▼

PR #4972, opened 2016-02-27
Code quality

curry684:
Commits are separated into repaired groups, summarized:

- Fixed some config manipulation commands not working on PHP 5.3 as it didn't support use of `$this` in closures
- Added all missing parent constructor calls (bugs waiting to happen when base functionality does become meaningful)
- Stripped a lot of unused variables and imports
- Repaired some functions being called with more parameters than used
- Fixed a bunch of implicit member variable declarations

### DIFF
--- a/src/Composer/Config/JsonConfigSource.php
+++ b/src/Composer/Config/JsonConfigSource.php
@@ -79,10 +79,11 @@ class JsonConfigSource implements ConfigSourceInterface
      */
     public function addConfigSetting($name, $value)
     {
-        $this->manipulateJson('addConfigSetting', $name, $value, function (&$config, $key, $val) {
+        $that = $this;
+        $this->manipulateJson('addConfigSetting', $name, $value, function (&$config, $key, $val) use ($that) {
             if (preg_match('{^(github-oauth|gitlab-oauth|http-basic|platform)\.}', $key)) {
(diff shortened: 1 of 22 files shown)


src/Composer/Config/JsonConfigSource.php
```diff
@@ -98,10 +99,11 @@ public function addConfigSetting($name, $value)
      */
     public function removeConfigSetting($name)
     {
-        $this->manipulateJson('removeConfigSetting', $name, function (&$config, $key) {
+        $that = $this;
+        $this->manipulateJson('removeConfigSetting', $name, function (&$config, $key) use ($that) {
             if (preg_match('{^(github-oauth|gitlab-oauth|http-basic|platform)\.}', $key)) {
                 list($key, $host) = explode('.', $key, 2);
-                if ($this->authConfig) {
+                if ($that->authConfig) {
```
Seldaek: This actually fails as well on 5.3 because authConfig is private (as per https://3v4l.org/RTUFL). Fixed in 2ff19e4

curry684: Hmm weird, didn't turn up in code inspections, and I expected it to still have class visibility, just no `$this` context - sort of inline `static`.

▲

For the string "public", filter the data and copy out each line where it occurs.

     public function addConfigSetting($name, $value)
@@ -98,10 +99,11 @@ public function addConfigSetting($name, $value)
     public function removeConfigSetting($name)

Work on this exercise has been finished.